START Data

PR #170, opened 2021-02-23
Introduce getters for LookupFailedExcpetion properties name and type

nresare:
Oops. Forgot this.

### DIFF
--- a/src/test/java/org/xbill/DNS/lookup/LookupFailedExceptionTest.java
+++ b/src/test/java/org/xbill/DNS/lookup/LookupFailedExceptionTest.java
@@ -1,0 +1,39 @@
+// SPDX-License-Identifier: BSD-2-Clause
+package org.xbill.DNS.lookup;
+
+import static org.junit.jupiter.api.Assertions.assertEquals;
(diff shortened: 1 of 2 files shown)


src/test/java/org/xbill/DNS/lookup/LookupFailedExceptionTest.java
```diff
@@ -0,0 +1,38 @@
+package org.xbill.DNS.lookup;
```
ibauersachs, line 1: Please add the SPDX license header

ibauersachs (approved):
I missed that the header is missing on some of the new files of #162 as well:
- LookupSessionTest.java
- NoSuchRRSetException.java
- NoSuchDomainException.java 

We should probably add the header to all existing files as well, regardless of what is already there and enforce it using a checkstyle rule.

src/test/java/org/xbill/DNS/lookup/LookupFailedExceptionTest.java
nresare: Sure. Added.

nresare:
That sounds like a plan :)

PR #171, opened 2021-02-24
Enforce license info header

nresare:
I split the check for the licensing header and the adding of the actual headers to the files into two commits to make it as little less unwieldy.


ibauersachs (approved):
Not sure I like the config being external to the pom, but it also doesn't bother me enough to really care.

Thanks for the legwork!

nresare:
Having xml config inside the POM and xml config outside the POM is two kinds of bad to me, with a weak preference for splitting out as much as possible from the pom. But it is good I know your preference now, and will take it into account next time :)

PR #173, opened 2021-02-25
Expand wildcard names in Zone lookups

ibauersachs:


src/main/java/org/xbill/DNS/Zone.java
```diff
@@ -337,25 +337,18 @@ private synchronized void removeRRset(Name name, int type) {
   }
 
   private synchronized SetResponse lookup(Name name, int type) {
-    int labels;
```
nresare, line 340: It is almost as if the original author comes from a C background :)

src/test/java/org/xbill/DNS/ZoneTest.java
```diff
@@ -0,0 +1,117 @@
...
+
+import java.io.IOException;
+import java.net.InetAddress;
+import org.junit.jupiter.api.BeforeEach;
+import org.junit.jupiter.api.Test;
+
+class ZoneTest {
+  private Zone zone;
+
+  @BeforeEach
```
nresare, line 15: Since this data is read-only, `@BeforeAll` would work equally well

src/test/java/org/xbill/DNS/ZoneTest.java
```diff
@@ -0,0 +1,117 @@
...
+          new TXTRecord(new Name("*", nameZone), DClass.IN, 3600, "sometext")
+        };
+    zone = new Zone(nameZone, zoneRecords);
+  }
+
+  @Test
+  void exactNameExistingALookup() {
+    Name testName = Name.fromConstantString("test.example.");
+    SetResponse resp = zone.findRecords(testName, Type.A);
+    assertEquals(testName, resp.answers().get(0).first().getName());
```
nresare, line 48: In general I think that leaning on the the excellent list comparison abilities of `assertEquals` is preferable to looking at specific properties of the returned answer, but since `RRset` doesn't have a succinct way of creating an instance and is also missing equals and hash methods there would be some work to get that into the code.

In this case though, the tests are such a clear improvement so feel free to land.

nresare (approved):

src/test/java/org/xbill/DNS/ZoneTest.java
ibauersachs: equals/hashCode of rrset is a one-liner, so I tried this now. It makes constructing the zone much more awkward with the intermediate construction of RRsets and the only test that really benefits is exactNameAnyLookup. I've created  #174 for comparison. Have a look please, I'm not sure what I like better.

nresare: Oh interesting. I'll comment over there.

ibauersachs:
Superseded by #174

END Data

**Exercise details**
Set down each line exactly as it appears, starting at the top of the data and ending at the line containing "Not sure I like", and include no other lines.

**Solution to this task**
PR #170, opened 2021-02-23
Introduce getters for LookupFailedExcpetion properties name and type

nresare:
Oops. Forgot this.

### DIFF
--- a/src/test/java/org/xbill/DNS/lookup/LookupFailedExceptionTest.java
+++ b/src/test/java/org/xbill/DNS/lookup/LookupFailedExceptionTest.java
@@ -1,0 +1,39 @@
+// SPDX-License-Identifier: BSD-2-Clause
+package org.xbill.DNS.lookup;
+
+import static org.junit.jupiter.api.Assertions.assertEquals;
(diff shortened: 1 of 2 files shown)


src/test/java/org/xbill/DNS/lookup/LookupFailedExceptionTest.java
```diff
@@ -0,0 +1,38 @@
+package org.xbill.DNS.lookup;
```
ibauersachs, line 1: Please add the SPDX license header

ibauersachs (approved):
I missed that the header is missing on some of the new files of #162 as well:
- LookupSessionTest.java
- NoSuchRRSetException.java
- NoSuchDomainException.java 

We should probably add the header to all existing files as well, regardless of what is already there and enforce it using a checkstyle rule.

src/test/java/org/xbill/DNS/lookup/LookupFailedExceptionTest.java
nresare: Sure. Added.

nresare:
That sounds like a plan :)

PR #171, opened 2021-02-24
Enforce license info header

nresare:
I split the check for the licensing header and the adding of the actual headers to the files into two commits to make it as little less unwieldy.


ibauersachs (approved):
Not sure I like the config being external to the pom, but it also doesn't bother me enough to really care.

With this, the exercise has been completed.